● **What the task asks**: Your answer must hold only the lines below from the line containing "Implement a view" through the line containing "Please reference the", each reproduced exactly.

== Exercise material ==

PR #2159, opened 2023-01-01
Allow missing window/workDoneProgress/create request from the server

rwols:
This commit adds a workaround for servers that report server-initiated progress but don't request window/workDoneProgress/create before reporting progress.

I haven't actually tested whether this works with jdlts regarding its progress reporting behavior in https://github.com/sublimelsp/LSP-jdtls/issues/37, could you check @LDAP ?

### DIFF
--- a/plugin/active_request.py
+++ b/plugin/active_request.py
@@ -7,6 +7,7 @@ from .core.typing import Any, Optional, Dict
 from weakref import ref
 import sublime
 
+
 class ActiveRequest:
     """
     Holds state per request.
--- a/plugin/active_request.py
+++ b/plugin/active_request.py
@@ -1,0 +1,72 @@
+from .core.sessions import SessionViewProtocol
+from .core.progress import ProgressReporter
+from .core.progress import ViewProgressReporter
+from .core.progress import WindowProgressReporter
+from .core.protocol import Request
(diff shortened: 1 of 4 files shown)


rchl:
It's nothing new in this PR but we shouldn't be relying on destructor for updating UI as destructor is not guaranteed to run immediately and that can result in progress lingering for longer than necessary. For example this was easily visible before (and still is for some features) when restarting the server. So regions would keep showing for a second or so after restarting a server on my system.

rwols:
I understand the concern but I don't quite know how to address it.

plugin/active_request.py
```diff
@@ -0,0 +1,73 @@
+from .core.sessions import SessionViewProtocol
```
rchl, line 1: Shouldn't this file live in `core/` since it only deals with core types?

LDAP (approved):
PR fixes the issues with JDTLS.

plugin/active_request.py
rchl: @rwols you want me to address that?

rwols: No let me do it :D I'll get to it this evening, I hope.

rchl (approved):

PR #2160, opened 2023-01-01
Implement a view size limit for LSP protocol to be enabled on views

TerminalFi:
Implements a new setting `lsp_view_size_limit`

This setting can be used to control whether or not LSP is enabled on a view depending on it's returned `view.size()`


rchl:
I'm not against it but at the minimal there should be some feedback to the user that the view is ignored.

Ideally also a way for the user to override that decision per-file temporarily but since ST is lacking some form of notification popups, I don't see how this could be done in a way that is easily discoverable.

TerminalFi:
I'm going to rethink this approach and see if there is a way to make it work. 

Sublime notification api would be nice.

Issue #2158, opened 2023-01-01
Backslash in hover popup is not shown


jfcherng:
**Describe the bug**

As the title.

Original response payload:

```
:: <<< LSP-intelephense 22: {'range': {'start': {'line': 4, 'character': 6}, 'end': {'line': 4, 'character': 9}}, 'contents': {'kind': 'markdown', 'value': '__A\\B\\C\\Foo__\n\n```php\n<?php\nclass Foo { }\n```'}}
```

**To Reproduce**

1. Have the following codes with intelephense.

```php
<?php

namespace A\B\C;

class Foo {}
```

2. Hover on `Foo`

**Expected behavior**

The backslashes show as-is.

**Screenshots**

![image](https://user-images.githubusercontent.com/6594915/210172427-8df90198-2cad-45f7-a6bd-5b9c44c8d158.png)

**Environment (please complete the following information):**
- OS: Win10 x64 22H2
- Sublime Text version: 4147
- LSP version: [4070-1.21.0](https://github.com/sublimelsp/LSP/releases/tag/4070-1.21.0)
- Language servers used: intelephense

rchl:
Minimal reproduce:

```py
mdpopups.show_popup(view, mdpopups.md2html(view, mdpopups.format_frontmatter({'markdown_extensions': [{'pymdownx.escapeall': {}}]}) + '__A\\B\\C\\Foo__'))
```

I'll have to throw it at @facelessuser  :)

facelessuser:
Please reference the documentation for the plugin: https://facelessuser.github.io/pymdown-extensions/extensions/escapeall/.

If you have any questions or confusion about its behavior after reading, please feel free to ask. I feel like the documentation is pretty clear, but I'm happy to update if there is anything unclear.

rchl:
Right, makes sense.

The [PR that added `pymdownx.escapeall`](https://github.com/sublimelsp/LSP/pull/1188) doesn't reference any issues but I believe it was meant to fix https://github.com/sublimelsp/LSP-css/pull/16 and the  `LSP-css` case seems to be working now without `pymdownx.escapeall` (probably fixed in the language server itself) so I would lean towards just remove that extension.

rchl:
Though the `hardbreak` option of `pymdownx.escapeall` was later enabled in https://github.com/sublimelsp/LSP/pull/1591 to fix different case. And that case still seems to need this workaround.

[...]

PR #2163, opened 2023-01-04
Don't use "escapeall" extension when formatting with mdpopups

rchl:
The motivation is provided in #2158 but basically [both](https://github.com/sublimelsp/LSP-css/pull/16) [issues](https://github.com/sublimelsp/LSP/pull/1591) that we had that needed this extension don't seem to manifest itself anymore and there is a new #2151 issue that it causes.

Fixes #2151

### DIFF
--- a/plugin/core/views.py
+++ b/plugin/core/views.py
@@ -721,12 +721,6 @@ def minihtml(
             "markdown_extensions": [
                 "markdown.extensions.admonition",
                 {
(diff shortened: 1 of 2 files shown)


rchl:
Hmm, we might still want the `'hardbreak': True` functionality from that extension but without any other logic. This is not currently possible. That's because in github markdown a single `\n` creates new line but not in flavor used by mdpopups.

===
== Exercise material ==

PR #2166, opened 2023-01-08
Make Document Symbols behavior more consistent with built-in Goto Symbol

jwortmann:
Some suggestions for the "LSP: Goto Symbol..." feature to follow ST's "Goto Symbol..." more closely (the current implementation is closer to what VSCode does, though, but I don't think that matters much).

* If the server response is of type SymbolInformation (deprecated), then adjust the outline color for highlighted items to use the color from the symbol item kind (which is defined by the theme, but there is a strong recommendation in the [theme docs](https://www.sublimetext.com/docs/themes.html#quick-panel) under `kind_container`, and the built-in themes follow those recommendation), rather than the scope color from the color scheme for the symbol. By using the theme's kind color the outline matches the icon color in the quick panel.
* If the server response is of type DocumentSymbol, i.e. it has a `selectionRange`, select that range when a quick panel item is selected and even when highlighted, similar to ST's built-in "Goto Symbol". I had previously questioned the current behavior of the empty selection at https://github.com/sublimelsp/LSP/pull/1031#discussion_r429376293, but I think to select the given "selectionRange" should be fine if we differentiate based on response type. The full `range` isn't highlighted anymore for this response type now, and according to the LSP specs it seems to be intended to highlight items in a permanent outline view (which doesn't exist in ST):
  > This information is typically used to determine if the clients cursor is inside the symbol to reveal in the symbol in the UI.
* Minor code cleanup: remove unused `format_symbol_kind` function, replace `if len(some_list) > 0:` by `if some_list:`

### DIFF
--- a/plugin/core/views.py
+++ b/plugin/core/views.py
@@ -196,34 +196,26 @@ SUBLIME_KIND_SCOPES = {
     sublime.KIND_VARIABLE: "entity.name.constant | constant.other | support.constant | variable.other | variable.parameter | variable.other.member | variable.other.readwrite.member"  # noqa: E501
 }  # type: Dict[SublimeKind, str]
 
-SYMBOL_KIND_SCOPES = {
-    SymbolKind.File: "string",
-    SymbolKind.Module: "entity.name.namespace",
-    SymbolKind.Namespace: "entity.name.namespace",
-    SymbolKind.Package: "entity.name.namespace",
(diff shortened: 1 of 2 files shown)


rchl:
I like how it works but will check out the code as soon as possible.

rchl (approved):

===

● **Reply**:
Implement a view size limit for LSP protocol to be enabled on views

TerminalFi:
Implements a new setting `lsp_view_size_limit`

This setting can be used to control whether or not LSP is enabled on a view depending on it's returned `view.size()`


rchl:
I'm not against it but at the minimal there should be some feedback to the user that the view is ignored.

Ideally also a way for the user to override that decision per-file temporarily but since ST is lacking some form of notification popups, I don't see how this could be done in a way that is easily discoverable.

TerminalFi:
I'm going to rethink this approach and see if there is a way to make it work. 

Sublime notification api would be nice.

Issue #2158, opened 2023-01-01
Backslash in hover popup is not shown


jfcherng:
**Describe the bug**

As the title.

Original response payload:

```
:: <<< LSP-intelephense 22: {'range': {'start': {'line': 4, 'character': 6}, 'end': {'line': 4, 'character': 9}}, 'contents': {'kind': 'markdown', 'value': '__A\\B\\C\\Foo__\n\n```php\n<?php\nclass Foo { }\n```'}}
```

**To Reproduce**

1. Have the following codes with intelephense.

```php
<?php

namespace A\B\C;

class Foo {}
```

2. Hover on `Foo`

**Expected behavior**

The backslashes show as-is.

**Screenshots**

![image](https://user-images.githubusercontent.com/6594915/210172427-8df90198-2cad-45f7-a6bd-5b9c44c8d158.png)

**Environment (please complete the following information):**
- OS: Win10 x64 22H2
- Sublime Text version: 4147
- LSP version: [4070-1.21.0](https://github.com/sublimelsp/LSP/releases/tag/4070-1.21.0)
- Language servers used: intelephense

rchl:
Minimal reproduce:

```py
mdpopups.show_popup(view, mdpopups.md2html(view, mdpopups.format_frontmatter({'markdown_extensions': [{'pymdownx.escapeall': {}}]}) + '__A\\B\\C\\Foo__'))
```

I'll have to throw it at @facelessuser  :)

facelessuser:
Please reference the documentation for the plugin: https://facelessuser.github.io/pymdown-extensions/extensions/escapeall/.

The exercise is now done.